Given a list L of ImageSet objects and a basename bn, check the images corresonding to bn from each ImageSet and return the number of such images which are classified as stego by the given classifier score.

pysteg.sql.stegocompare.cdata2d(L1, L2, T, s1, s2)[source]
pysteg.sql.stegocompare.chist(L, T, score, outfile=None)[source]
pysteg.sql.stegocompare.cscatter(L, T, score, feature, outfile=None)[source]
pysteg.sql.stegocompare.cstat(L, T, score, feature, outfile=None)[source]

errors Module

Error profiling for steganalysers.

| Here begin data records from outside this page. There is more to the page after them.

Issue #4467, opened 2021-02-28
Speed up slow NF searches on ramified primes by converting include to exact when possible


a234:
When searching number fields that ramify only at 17, this search (i.e. one ramified prime including 17) returns an error:
https://www.lmfdb.org/NumberField/?num_ram=1&ram_primes=17&search_type=List
while this search (i.e ramified exactly at 17) gives the correct return.
https://www.lmfdb.org/NumberField/?hst=List&ram_quantifier=exactly&ram_primes=17&search_type=List

Would it be possible to redirect searches of the former kind to that of the later kind?

jwj61:
I ran the search several times with the given link and on beta.  None gave an error.

edgarcosta:
@a234, do you recall what the error message said?

edgarcosta:
I looked into this a bit further and it most likely was a timeout.
There are 5 timeout errors logged for that search query.

Here is a longer list of the latest timeouts on nf_fields for the last days: https://gist.github.com/edgarcosta/71641943b0941adb6dc3eaa3e1c4a624

AndrewVSutherland:
Independent of whether the query times out or not, the key point is that one of these equivalent searches is much faster than the other (on my machine, even after running both queries repeatedly to get as much cache benefit as possible, the first search takes 8.5 seconds while the second on takes 350 ms, so a factor of about 25).

It seems like it would be worth switching include to exact whenever we know it won't change the semantics of the search (e.g. count=1 include=blah is the same as count=1 exact=blah for any non-blank blah).  If you wanted to get fancy you could also change count=n include=blah to count=n exact=blah whenever blah is a list of n primes, but I don't think that's necessary.

rbommel:
I did not like Drew's solution that only works in very specific cases so much, so I went experimenting a bit myself. When I execute the query ``db.nf_fields.search({'num_ram':` {'$lt' : 2}, 'disc_rad' : {'$lt': 17}, 'ramps': {'$containedin': [17]}})``, it is already much faster. This is something we can already do in general right now. A similar query for the primes 2 and 17 then only takes 1.77 seconds instead of 10.8 seconds. Another idea that I had was to add the maximum ramified prime as a column in the table. That should allow us to filter more things out for these kind of queries.

[...]

PR #4944, opened 2022-01-21
Faster search for number fields with restricted ramification

rbommel:
This pull request implements a trick meant to mitigate #4467. It might not solve the problem completely, but hopefully speeds up a lot of queries.


AndrewVSutherland:
This is a very nice improvement, thanks @rbommel !

Issue #4393, opened 2021-01-30
Add comments to the top of the CMF Magma download file


AndrewVSutherland:
The Magma download files for most CMFs are sufficiently long that it can be quite hard for the uninformed user to figure out what function they are supposed to call.  We should put a comment that the very top of the file saying "Use qexpCoeffs()" to get the q-expansion of this modular form, and then also mention the functions MakeNewformModFrm_xxx and MakeNewformModSym_xxx.

I think these comments were present at one point, but as we have added more code I think they stayed with their functions and they really need to be write at the top of the file -- we shouldn't expect users to read through what may be hundreds or even thousands of lines of code to find the function they are supposed to call (and they may well miss the fact that they can very quickly get the first 1000 coefficients of the q-expansion without doing anything complicated).

The Download q-expansion to Sage files are fine, there are comments write at the top telling you exactly how to create the q-expansion.

assaferan:
Hi Drew, I can take this one.

PR #4945, opened 2022-01-21
4393

assaferan:
Solving issue #4393 - all comments are also added at the top of the magma file.


AndrewVSutherland:
Looks good!

Issue #4923, opened 2022-01-20
For abelian varieties, not all invariants in the properties box are listed under invariants.


edgarcosta:
At the moment we have sentences listing some of the positive properties, but not the negative ones.

For example, if you land here:
https://beta.lmfdb.org/Variety/Abelian/Fq/4/4/ae_h_aj_s
from the properties box, you will know that is neither Ordinary nor Supersingular, but you will not have a knowl to describe those.

This could be a potential first issue after some guidance.

davidfarmer:
I will do this, and follow the model on "group" pages where one long sentence lists all the yes/no properties:

https://beta.lmfdb.org/Groups/Abstract/256.15467

AndrewVSutherland:
Can we close this now?

PR #4947, opened 2022-01-21
Add boolean properties to main abvar page

davidfarmer:
Addresses
https://github.com/LMFDB/lmfdb/issues/4923

Every AbVar isogeny class page should now have a longer sentence at the end
of the Invariant table.


AndrewVSutherland:
There are several tests that need to be modified (is_simple, is_ordinary, is_supersingular)/

PR #4951, opened 2022-01-21
Adding some search page columns for number fields

rbommel:
Adding the following columns to the search result pages for number fields: degree, signature, is CM, is Galois, torsion order, unit rank, regulator.


AndrewVSutherland:
I think is_galois and is_cm should both use CheckCol

rbommel:
Changed.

Very experimental and undocumented.

Module:pysteg.sql.errors
Date:$Date$
Revision:$Revision$
Author:© 2012: Hans Georg Schaathun <georg@schaathun.net>
class pysteg.sql.errors.ErrorProfiler(L)[source]

Bases: object

cat(k1, k2)[source]
pairProfile(k1, k2)[source]
pie(outfile, k1, k2)[source]
class pysteg.sql.errors.Img(im)[source]

Bases: dict

eType(key)[source]
loadCoverFeatures(L)[source]
loadFeatures(L)[source]
class pysteg.sql.errors.ImgList(imgset=None)[source]

Bases: list

This class represents a list of images with feature values downloaded from the SQL server and managed in local memory.

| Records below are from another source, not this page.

PR #4956, opened 2022-01-22
only say Galois closure if not Galois

BarinderBanwait:
addresses latest discussion on #4919

### DIFF
--- a/lmfdb/artin_representations/templates/artin-representation-galois-orbit.html
+++ b/lmfdb/artin_representations/templates/artin-representation-galois-orbit.html
@@ -13,7 +13,7 @@
         {% if object.sign() %}
         <tr><td class="nowrap">{{ KNOWL('artin.root_number', title='Root number') }}: </td><td>${{ object.root_number()}}$</td></tr>
         {% endif %}
-        <tr><td class="nowrap"> {{ KNOWL('artin.number_field', title='Artin number field') }}: </td><td>
+        <tr><td class="nowrap"> {{ KNOWL('artin.number_field', title='Artin field') }}: </td><td>
         {% if wnf %}
             {% if wnf.is_galois() %}
                 {{wnf.knowl()|safe}}
--- a/lmfdb/artin_representations/templates/artin-representation-galois-orbit.html
+++ b/lmfdb/artin_representations/templates/artin-representation-galois-orbit.html
@@ -15,15 +15,24 @@
         {% endif %}
         <tr><td class="nowrap"> {{ KNOWL('artin.number_field', title='Artin number field') }}: </td><td>
         {% if wnf %}
-        Galois closure of {{wnf.knowl()|safe}}
+            {% if wnf.is_galois() %}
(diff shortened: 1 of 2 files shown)


BarinderBanwait:
the test failure here is unrelated and is apparently already in LMFDB:master

AndrewVSutherland:
Test failure is caused by BMF test failing because dimension 2 forms are no longer present, which is unrelated to this PR and fixed in #4957

AndrewVSutherland:
"Artin stem field" should be changed to "Artin field" on http://127.0.0.1:37777/ArtinRepresentation/2.39.4t3.a.a (the knowl link also needs to change), and I would change "Artin number field" to "Artin field" on http://127.0.0.1:37777/ArtinRepresentation/2.39.4t3.a (knowl link is fine here).

JohnCremona:
> Test failure is caused by BMF test failing because dimension 2 forms are no longer present, which is unrelated to this PR and fixed in #4957

Apologies for that: not caused by my BMF PR itself, which I tested, but by the subsequent data change.

BarinderBanwait:
> "Artin stem field" should be changed to "Artin field" on http://127.0.0.1:37777/ArtinRepresentation/2.39.4t3.a.a (the knowl link also needs to change), and I would change "Artin number field" to "Artin field" on http://127.0.0.1:37777/ArtinRepresentation/2.39.4t3.a (knowl link is fine here).

I thought that @jwj61 was saying that we use "Artin stem field" if the field is *not* Galois, which is the case for the first link you sent, so that "Artin stem field" should *not* be changed to "Artin field" in that first case?

On the other hand, in the second link to the Galois orbit, it *should* be changed from "Artin number field" to "Artin stem field"?

In all cases, all instances of "Artin number field" should be changed to "Artin field"?

jwj61:
I will see if I can clarify this.

With issue #4435, the page for Artin reps was changed so that it would say "stem field" or "field" depending on whether or not the field is Galois.  This. was for both the Artin field and the projective field.  The orbit pages were not updated to match at that time.

The current issue points out 2 problems.  One is that rep pages are not in sync with orbit pages.  The other is the preference for "Galois closure of" over use of the term "stem field".  So, no more use of the term stem field, and only say "Galois closure of" when the field is not Galois.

bar3d(outfile=None, **kw)[source]
erates(key)[source]
get(key, score=None, ecat=None)[source]
getBars(k1, k2, key=None, bins=5)[source]
histogram(key, bins=5)[source]

Make a histogram of the feature values given by feature key.

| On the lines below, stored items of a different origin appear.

Issue #4707, opened 2021-08-13
Inconsistency when displaying related Sato-Tate groups in Sato-Tate groups pages 


edgarcosta:
At the moment we are inconsistent with the display of related Sato-Tate groups.
For example, the connected component of https://www.lmfdb.org/SatoTateGroup/1.6.G.1.1a is displayed as `U(1)^2 x SU(2)` with no link.
But the maximal subgroup, which is also the identity component, is displayed as `F x SU(2)` and links to https://www.lmfdb.org/SatoTateGroup/1.6.G.1.1a.

This inconsistency also shows up for connected groups where the name of the identity component doesn't match the name of itself (in the properties and in the page).

Perhaps the easiest solution would be to have a display knowl for Sato-Tate groups? Just like we do for number fields.

edgarcosta:
I realized that you also do the same in lower genus: https://www.lmfdb.org/SatoTateGroup/?hst=List&components=1&search_type=List
Is this by design? If so, is it because you want to only consider the identity component as an abstract group?

AndrewVSutherland:
This is by design, and consistent with the notation used in the papers that define these groups and is motivated by the fact that there is often a natural way to describe a set of Sato-Tate groups, e.g. E_n and J(E_n), that would be awkward to formulate in a way that made the connected groups have names that match the identity component.  I think the right way to think about it is that the groups ST(A) and ST^0(A) live in different name spaces.

I agree that it it can be confusing, but I think the alternatives are all likely to be more confusing (especially if they disagree with the notation used in the papers).  On the plus side, the labels are consistent: the first three components specify the identity component (e.g. 1.6.G) while the full label specifies the Sato-Tate group (1.6.G.1.1a).

I like the idea of a Sato-Tate group knowl (that could include the label, the name, the name of the identity component, as well as the GAP id of the component group, the weight, the real dimension, and the ambient space).  Maybe change this request toask for  an ST group knowl?

I should note that the identity component is not quite an abstract group, for example, the groups U(1)_2 x SU(2) and U(1) x SU(2)_2 are both abstractly isomorphic to U(1) x SU(2) but denote different embeddings of this group in USp(6).

edgarcosta:
I agree that having a display knowl is a good first step.
However, not sure if this helps with the confusion when it comes to connected Sato-Tate groups.
I also don't have a good solution...
Perhaps, we should separate ST(A) and ST^0(A), e.g., the labels of ST^0(A) should only have 3 components:
[...]

Issue #294, opened 2015-07-30
Searching elliptic curves by mod-p Galois image


AndrewVSutherland:
In addition to being able to specify primes p at which the mod-p image is non-surjective, it would be very useful to be able to specify a list of mod-p Galois image group labels (e.g. 3B.1.2 5Nn) and get a list of all elliptic curves with these mod p images, both for elliptic curves over Q and for elliptic curves over number fields.

AndrewVSutherland:
#4957 adds this for number fields

JohnCremona:
I would like to be able to have something in between "non-maximal" and a specific rather technical image code name.  I mean to be able to search for "contained in non-split Cartan at 3" or similar.  For each prime, such terms would translate into a finite (short) list of image labels, so would be easy to do.  The UI would be harder if it was allowed to specify such things at more than one prime -- though these combinations occur rather rarely, when they do they are interesting!  So probably this is a "feature request".

AndrewVSutherland:
@JohnCremona It would be easy to add a list of named keywords (e.g. "contained in non-split Cartan at 3") that translates to a list of subgroup labels (this could even be stored in a table).  We would then need to add a selector that lets the user choose from the list of keywords.  Feel free to raise an issue (which I agree would be a "feature request").  If you give me a list of desired selection criteria I can easily generate a list of corresponding subgroup labels.

AndrewVSutherland:
One other thought (which might be both more general and easier to implement), we could allow strings like "<= 3Cn" or "> 5Cs" in the list of mod-ell image labels.  I think the mod-ell image labels are pretty intuitive, at least at the level of detail people are likely to be interested in (Borel, Cartan (split/non-split), Normalizer of Cartan, S4, ...) and explained in the knowl https://www.lmfdb.org/knowledge/show/ec.galois_rep_modell_image (we could also create another knowl more specific to searching that would explain things in more detail and give instructions on how to search for things like "contained in non-split Cartan at 3", with examples).

PR #4957, opened 2022-01-22
More search columns for elliptic curves (over Q and over number fields)

AndrewVSutherland:
I also changed the way torsion subgroups are displayed on EC/ECNF/G2C, see

https://blue.lmfdb.xyz/EllipticCurve/Q/?search_type=List&all=1
https://blue.lmfdb.xyz/EllipticCurve/?search_type=List&all=1
https://blue.lmfdb.xyz/Genus2Curve/Q/?search_type=List&all=1

Click columns to display to see all the new display options.


JohnCremona:
Looks great, even testing on a phone the column selection works fine. Though I didn't test everything.

I might suggest not showing Weierstrass coefficients by default, they are really not very illuminating and in the same space we could turn on several more interesting columns. Thoughts?

AndrewVSutherland:
Regarding omitting Weierstrass coeffs, this is an interesting suggestion and  I'm honestly not sure -- I like seeing them, but I also like the idea of freeing up the space.  I'll ask for opinions at our show-and-tell at noon EST.

AndrewVSutherland:
Also addresses #294 by adding mod-ell image search option for ecnf

JohnCremona:
> Regarding omitting Weierstrass coeffs, this is an interesting suggestion and I'm honestly not sure -- I like seeing them, but I also like the idea of freeing up the space. I'll ask for opinions at our show-and-tell at noon EST.

Even these?  https://www.lmfdb.org/EllipticCurve/?bf_deg=6&search_type=List

Checking this out now...

JohnCremona:
EC/NF: looks really good!  Just one suggestion: in the mod-ell images column, when ell is maximal, perhaps put something into the column instead of leaving a blank? e.g. "all maximal" or similar.

EC/Q: I spotted that "class size" is not in math mode,, perhaps it should be for consistency.

Over Q you have a Conductor column, showing the factored conductor, but there is no such column over NF.  There could/should be?  The database does contain the exponents as well as the bad primes (for which there is a column) so having a factored-conductor column should not be hard.

Discriminant column: perhaps factored as for conductor?  The exponents are available.

In general, for any column in either ECQ or ECNF which could be in the other, it should be (if not possible because of the database not having the appropriate column, say,  we can do something about it).

Thanks for doing this @AndrewVSutherland (and of course @roed314 -- this is a brilliant feature!).

AndrewVSutherland:
@JohnCremona Thanks for the feedback!  I put class size (and degree) in math mode for ECQ (as they are on ECNF), and the factored conductor norm is now shown on https://blue.lmfdb.xyz/EllipticCurve/?search_type=List&all=1.  Let me know what you think about the column header [O_K:n], which I used because it is narrower than "Conductor norm" and I didn't want to just write "Conductor", since that is a different column (although we could use Conductor as the column heading but show Conductor norm in the selector))

I agree with making the same columns available for ECQ, ECNF (and G2C!) whenever possible.  I'm working on adding Sato-Tate group for all three now.  I'll also add factored discriminant (norm) for all three.

AndrewVSutherland:
@JohnCremona You might also want to check out the maximal primes and mod-ell image search options I added to ECNF to address #294.

AndrewVSutherland:
@JohnCremona If you [search for curves of conductor 14](https://blue.lmfdb.xyz/EllipticCurve/Q/?hst=List&conductor=14&search_type=List) and show the "Class size" column you will see that 14.a3 has class size 4 while all the other members of its isogeny class have class size 6 (which is the number of curves in the isogeny class).  Is this a [data error](https://beta.lmfdb.org/api/ec_curvedata/?lmfdb_iso=14.a), or is there something special about 14.a3 (and if so, what does its class size mean)?

The same issue arises in several other isogeny classes.

JohnCremona:
> @JohnCremona If you [search for curves of conductor 14](https://blue.lmfdb.xyz/EllipticCurve/Q/?hst=List&conductor=14&search_type=List) and show the "Class size" column you will see that 14.a3 has class size 4 while all the other members of its isogeny class have class size 6 (which is the number of curves in the isogeny class). Is this a [data error](https://beta.lmfdb.org/api/ec_curvedata/?lmfdb_iso=14.a), or is there something special about 14.a3 (and if so, what does its class size mean)?
> 
> The same issue arises in several other isogeny classes.

It's a data error.  The class size is stored both in the table ec_classdata, but also in ec_curvedata so it can be searched on.  Obviouly all curves in the class should have the same class size there.  That should be easy to fix  in the database and to debug to see how it happened.  I'll do that tomorrow.

JohnCremona:
> @JohnCremona Thanks for the feedback! I put class size (and degree) in math mode for ECQ (as they are on ECNF), and the factored conductor norm is now shown on https://blue.lmfdb.xyz/EllipticCurve/?search_type=List&all=1. Let me know what you think about the column header [O_K:n], which I used because it is narrower than "Conductor norm" and I didn't want to just write "Conductor", since that is a different column (although we could use Conductor as the column heading but show Conductor norm in the selector))

I don't much like the notation [O_K:n] in the column heading, too much notation (though explained in the knowl certainly), for example the notation n for conductor is not anywhere wlse on the page.  Also, I thought that we could have the factored conductor (ideals to powers) rather than just the label. -- unless we can (not for his PR!) -- have an "ideal knowl" (like a number field knowl) which could be attached to all ideal labels everywhere to show factorization, norm, etc.

If we're allowed 2-line column headings then Conductor Norm would not be too wide?

> 
> I agree with making the same columns available for ECQ, ECNF (and G2C!) whenever possible. I'm working on adding Sato-Tate group for all three now. I'll also add factored discriminant (norm) for all three.

I'll come back to this tomorrow, I know that I have not answered all your questions yet.

AndrewVSutherland:
@JohnCremona I changed the column header to "Conductor norm", which will automatically display in two rows if your screen is narrow.  Let me know if you think "Cond norm" would be better.  I've also added factored discriminants to EC/ECNF/G2Q.

Once tests pass I think this is ready to merge if you are happy with it.  I decided to wait to add/update the Sato-Tate group columns for EC/ECNF/G2C until after I have implemented #4707 (so I can link them to Sato-Tate knowls).

I think we should also add "ideal knowls" as you suggest (which would just show the ideal label as the anchor but when opened would tell you the number field and show the factorization into prime ideals).  Presumably we should also do this for the discriminant? (which I think would require computing the ideal labels, which I don't see stored).  But I agree this should be a separate PR!

It would be good to merge this PR soonish, as it includes a fix to the BMF tests (currently all other PRs against master will fail tests because of this).  We can always make more tweaks later.

AndrewVSutherland:
@JohnCremona One further comment, in the feedback session we discussed omitting equations for ECNF when the base field has degree > 3 but decided not to on the grounds that putting the equation in the rightmost column ensures that it never hides something you want to see, even if it is ridiculously long, it will just scroll off to the right and is there for anyone who wants to see it -- I think this is better than the potential confusion people might have if they were running several searches or paging through search results and the equations sometimes disappeared, and people generally felt that it was really nice to have the equations there in the low degree cases (which is what people will see most of the time).

JohnCremona:
OK, fine

JohnCremona:
> > @JohnCremona If you [search for curves of conductor 14](https://blue.lmfdb.xyz/EllipticCurve/Q/?hst=List&conductor=14&search_type=List) and show the "Class size" column you will see that 14.a3 has class size 4 while all the other members of its isogeny class have class size 6 (which is the number of curves in the isogeny class). Is this a [data error](https://beta.lmfdb.org/api/ec_curvedata/?lmfdb_iso=14.a), or is there something special about 14.a3 (and if so, what does its class size mean)?
> > The same issue arises in several other isogeny classes.
> 
> It's a data error. The class size is stored both in the table ec_classdata, but also in ec_curvedata so it can be searched on. Obviouly all curves in the class should have the same class size there. That should be easy to fix in the database and to debug to see how it happened. I'll do that tomorrow.

I tracked down how this happened (when we implemented a search by class size and had to copy the 'class_size' column from table ec_classdata to ec_curvedata).  It should only effect isogeny classes of size>2, but I am in the process of updating all the class_size column entries in ec_curvedata.

AndrewVSutherland:
Great, let me know when it's down so I can copy `ec_curvedata` to proddb.  BTW, I added the columns `nonmax_primes` and `nonmax_rad` to `ec_nfcurves` and have already copied it over.  Once this PR is pushed to web I will drop the column `non-surjective_primes` which is superseded by `nonmax_primes` and no longer referenced in the code.

JohnCremona:
> Great, let me know when it's down so I can copy `ec_curvedata` to proddb. BTW, I added the columns `nonmax_primes` and `nonmax_rad` to `ec_nfcurves` and have already copied it over. Once this PR is pushed to web I will drop the column `non-surjective_primes` which is superseded by `nonmax_primes` and no longer referenced in the code.

Still in progress. An update_from_file times out while I had lunch so I am running it again. That is for conductors <500k, then I'll do the rest (but there will be nothing to do for the large primes conductors.

I'm glad you told me about the extra column in ec_nfcurves since I am preparing more data for upload and I need to know when the schema changes, or there will be problems.  Is 'non_max primes' just a renaming of 'non-surhective primes' which was always a misnomer for CM curves?

AndrewVSutherland:
@JohnCremona Yes, `nonmax_primes` is just a copy of `non-surjective_primes`.  I need to make a few changes to it for some of the CM curves in ec_nfcurves at primes dividing the CM discriminant (some that are marked as non-maximal are actually maximal -- the identified image is correct, but it is actually as large as the endomorphisms permit (even though a proper subgroup of the Borel), hence should be marked maximal -- this has already been done for elliptic curves over Q).  I'll update the script that computes the Galois images to handle this correctly so the issue won't arise again in the future.  I'll try to do this on Friday.

JohnCremona:
> @JohnCremona Yes, `nonmax_primes` is just a copy of `non-surjective_primes`. I need to make a few changes to it for some of the CM curves in ec_nfcurves at primes dividing the CM discriminant (some that are marked as non-maximal are actually maximal -- the identified image is correct, but it is actually as large as the endomorphisms permit (even though a proper subgroup of the Borel), hence should be marked maximal -- this has already been done for elliptic curves over Q). I'll update the script that computes the Galois images to handle this correctly so the issue won't arise again in the future. I'll try to do this on Friday.

Thanks.   Did I send you the version of your scripts which I slightly patched for ease of interface from Sage? See ~/galrep on legendre where the changed file is nfgalrep.m. The wrapper is in ~/ecnf-data/sage/galrep.py.

Timing is fine.  I have (or had) upload files ready to go for Q(sqrt(-d)) for d=59 and 89, d=47 is almost done and d=71, 79 have nearly finished finding BMFs for level norm up to 1000.  That will include 7 fields with odd class number 3, 5, 7 (countinf d=23, 31 which have been in for a while).  I have more work to do for even class number but I am confident they will follow.

JohnCremona:
OK @AndrewVSutherland ec_curvedata is ready to be copied to prod.  Thanks again for spotting this. Apart from it becoming blatant with the new multi-column search results display, the only situation where this glitch would have made any difference is when specifically searching for a particular class size + some confusion in the affected home pages (see https://www.lmfdb.org/EllipticCurve/Q/14/a/3 which wrongly says it's one of 4 curves in its class).

JohnCremona:
OK, so after you have done this there will be a discrepancy (perhaps one that you do not care about, but which may cause me grief at some point) between the database contents and my own data files in my ecdata repository.  When you have done what is necessary I'll run your revised Magma code to get the corrections in there too.

AndrewVSutherland:
ec_curvedata and ec_nfcurves have both been updated to remove extraneous nonmax_primes and glaois_images for CM curves that are actually maximal and copied to proddb.  So the data should all be correct now, but I still need to update the scripts, which I will try to do on Friday.

alexjbest:
Hi Drew (@AndrewVSutherland), in this PR you removed searching on "is a base change Q" (`include_base_change`) for ecnf it seems, but I can't see any discussion of that here, was this intentional? I just wanted to use this feature today and was sad to see it gone.

alexjbest:
Ok now I see that it is part of Q-curve, I find this a bit unintuitive as Q-curve has a different, somewhat related but distinct meaning, but the option exists so I'm happy, please ignore me

alexjbest:
The distinction is clear! But the location of a search option that used to be a separate option but is now combined with something else wasn't.
I wasn't confused by that either really, I know that base changes only come from Q in the lmfdb (for now)

I would have preferred an "advanced search" option dropdown if saving real estate was the only concern that made you want to combine these options, but ce la via.

In my head Q curve is a far more advanced concept than base change, so I believe there may well be many users who have no idea what a Q curve is but want to for instance find high rank (over some nf) curves that actually are defined over Q.

AndrewVSutherland:
The one other comment I will make is that I do think that in the current setup everything is "discoverable" in that someone looking for base changes from Q who doesn't know what a Q-curve is and is looking for the search option they want is likely to eventually click on "Q-curve", since just from the name, it could plausibly be shorthand for what they want, and once they read the knowl things will become clear.  I think the category of user you have in mind won't necessarily be familiar with the term "base change" either, and might not use a dropdown that was simply labelled "base change" even if it was present.

JohnCremona:
By the way, there is no reason why we should not compute and store information about whether curves are base-change from any subfield k, not just Q.  This is currently only relevant for the base fields of degree 4 and 6 of course (and I think most of those fields have no intermediate fields, I have not looked into that in detail).  The Sage method E.descend_to(k) returns a list (possibly empty) of curves over k, where k should be a subfield of K=E.base_field(), whose base-change from k to K is isomorphic to E.  The only tricky part would be to look up whether those curves are in the database too -- I assume that they will be, but that is only a guess based on why the HMFs were computed.  This would make a nice little project for someone!

I'm happy with the boxes labelled as they are for now.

histogram2d(k1, k2, bins=5, score=None, ecat=None)[source]

Make a 2D histogram of the feature values given by the two features k1 and k2.

loadCoverFeatures(L)[source]
loadFeatures(L)[source]
pysteg.sql.errors.getFeatures(imgset, L, f1, f2)[source]
pysteg.sql.errors.scatterPlot(outfile, imgset, L, f1, f2)[source]

Auxiliary modules

aux Module

Auxilliary functions. Used internally in the package; not intended for export.

pysteg.sql.aux.getFeatureObject(f)[source]
pysteg.sql.aux.isDuplicateError(e)[source]
pysteg.sql.aux.matrix2dict(M, centre=False)[source]

Return a list of (index,value) pairs where value is an entry in the matrix M and index its index. If centre is True, the indices are offset to be centred at 0.

pysteg.sql.aux.tailType(obj)[source]

Return the class name of an object, stripping any prefixing package names. This is used to recognise exceptions returned from different database backends. The exception names have been standardised (DataError, IntegrityError, etc.), but each backend has its own definition.

setup Module

config Module

This module defines the cp class which is used to manage global configuration. It should not be imported directly, instead an instance, config, is exposed by the pysteg.sql package. The cp class decorates the OptionParser and should be used to parse options in scripts. Some command line options are defined to override the config file.

Module:pysteg.sql.config
Date:$Date$
Revision:$Revision$
Author:© 2012: Hans Georg Schaathun <georg@schaathun.net>
class pysteg.sql.config.cp[source]

Bases: ConfigParser.SafeConfigParser

This class represents a configuration and supports option parsing both from config files and from command line options. The form is implemented by inheriting SafeConfigParse and the second by an instance of OptionParser.

add_option(*a, **kw)[source]

Define a command line option. This is passed to the OptionParser class.

getVerbosity(section='DEFAULT')[source]

Get the verbosity level as an integer.

parse_args(*a, **kw)[source]

Parse command line arguments. This is first passed to the OptionParser class before known options are interpreted and used to override the config files.